Facebook rooted a harmful bug that could have left millions of its Android Messenger users at risk of being spied. The users were on the verge of losing their privacy, just through a phone call.
All an attacker had to do was to send a bug text message named ‘SdpUpdate’ on the Messenger app. The bug linked the caller with callee’s phone, which provided access to the audio before callee answered the call.
This issue could have left millions of users vulnerable, and their private conversations leaked. However, Zuckerberg’s team took swift action and got it fixed on time.
On October 7, 2020, Google Project Zero’s security researcher Natalie Silvanovich first reported this security breach and identified the bug.

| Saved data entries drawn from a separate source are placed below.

PR #148, opened 2016-05-05
C++11

dagurval:
Cherry-picks from https://github.com/bitcoinclassic/bitcoinclassic/pull/162

PR #163, opened 2016-09-12
Split repo - bump to C+11

dagurval:
This is an alternative to #148 

This PR syncs doc, contrib and depends with Core. It also bumps XT to C++11. I have successfully built gitian builds for GNU/Linux and Windows with this PR.

I have split off "doc", "contrib" and "depends" into separate repos. Non of these directories are required to build Bitcoin XT. They are only required for Gitian.

I have merged changes from Core into these repos. They are now up-to-date with Core. The reasoning behind splitting the repos like this is that it will be easier to maintain these folders separate, rather than trying to cherry pick them up-to-date in the main repo.

I also made a script to check out/pull updates of these folders:
https://github.com/dagurval/bitcoinxt/blob/split-repo/checkout-all.pl

The sub-repos are at:
https://github.com/dagurval/bitcoinxt-doc
https://github.com/dagurval/bitcoinxt-contrib
https://github.com/dagurval/bitcoinxt-depends

These should ideally be cloned into the bitcoinxt project.

I've cherry-picked relevant commits in build-aux. This enabled c++11 build.
https://github.com/dagurval/bitcoinxt/commits/split-repo/build-aux/

I cherry picked some C++11 changes from PR #148 :
* replace auto_ptr with unique_ptr  
* use c++11 syntax instead of boost::list_of
* Use boost reverse lock instead of own
And added a workaround for boost c++11 issue.

XT specific changes for Gitian build:
=====================================
* Revert removal of a java comparison tool that we still use:
https://github.com/dagurval/bitcoinxt-depends/commit/beca65dc008a3c014f0967d20900fcb2729290ab

* Check-out step for repos split out in gitian:
https://github.com/dagurval/bitcoinxt-contrib/commit/f8970fdf0542c2f7bc66d2a551237ab81679b387

* Disabled symbol checking
XT exports some symbols that Core does not. I have disabled it for now. This check is to automatically check that the binaries are compatible with old Debian and Ubuntu releases. For now we need to manually check if Bitcoin XT can run on latest Debian and Ubuntu (or older, if we care to support older)
https://github.com/dagurval/bitcoinxt-contrib/commit/b0b647e48cdbc4486f91eec7f59c504bf958fd8a

* Disabled all arch except for 32bit and 64bits in Linux. I had linker issues with arm.
https://github.com/dagurval/bitcoinxt-contrib/commit/cac8d1aa0ba39107bd3c6a7cb772e4373a6edf2a


dagurval:
Closed in favour of #164

PR #167, opened 2016-10-30
Qt: Add option to hide the system tray icon

rimmington:
This is a cherry-pick from Bitcoin Core. I'm requesting it be merged in here because a) I'm getting odd tray icon behaviour with the official builds on Ubuntu/Unity and b) I've got enough tray icons already.

Merged cleanly and works in my informal tests on Ubuntu.


dagurval:
Thanks.

I compiled and ran on OS X, but turns out tray is always disabled on OS X 😅.

So, utACK

dgenr8:
ACK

Natalie works on browser security, and her core focus remains on tackling security faults that can breach the user’s privacy. While mentioning the Messenger bug, she said:
“There is a message type that is not used for call set-up, SdpUpdate, that causes setLocalDescription to be called immediately.”
Natalie discovered that the bug, SdpUpdate, resided in Session Description Protocol (SDP) that is part of WebRTC. This automatically allowed the messenger protocol to access callee’s surroundings without them knowing.
Testing the bug
Natalie performed a test to reproduce the bug and dig a bit deeper into the issue. After activating a code through Python-based proof-of-concept (PoC), she successfully reproduced the glitch on Project Zero’s bug tracker.
The issue was spotted in Facebook Messenger’s Android version 2220.127.116.11.119. After drawing a simple python program and making an audio call, the attacker could access the audio of the targeted device.
In a little while, the attacker was able to hear audio from the target’s background.
The PoC steps that automatically connected the call to the target’s device are as follows:
- Send the offer and then store the sdpThrift field from the offer.
- After the offer is sent, a SdpUpdate message will approach the target using sdpThift.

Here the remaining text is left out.